Stored items:
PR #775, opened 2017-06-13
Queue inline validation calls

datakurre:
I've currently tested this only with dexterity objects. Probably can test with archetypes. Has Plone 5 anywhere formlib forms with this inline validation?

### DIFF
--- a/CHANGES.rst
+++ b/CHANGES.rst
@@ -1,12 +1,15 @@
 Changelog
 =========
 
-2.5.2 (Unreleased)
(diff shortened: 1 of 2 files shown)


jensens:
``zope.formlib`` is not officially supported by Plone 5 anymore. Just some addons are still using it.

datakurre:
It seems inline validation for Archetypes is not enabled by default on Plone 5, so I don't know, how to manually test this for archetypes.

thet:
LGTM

- [Activity]
Each entry above needs to be retyped exactly.

- [Answer section]
PR #775, opened 2017-06-13
Queue inline validation calls

datakurre:
I've currently tested this only with dexterity objects. Probably can test with archetypes. Has Plone 5 anywhere formlib forms with this inline validation?

### DIFF
--- a/CHANGES.rst
+++ b/CHANGES.rst
@@ -1,12 +1,15 @@
 Changelog
 =========
 
-2.5.2 (Unreleased)
(diff shortened: 1 of 2 files shown)


jensens:
``zope.formlib`` is not officially supported by Plone 5 anymore. Just some addons are still using it.

datakurre:
It seems inline validation for Archetypes is not enabled by default on Plone 5, so I don't know, how to manually test this for archetypes.

thet:
LGTM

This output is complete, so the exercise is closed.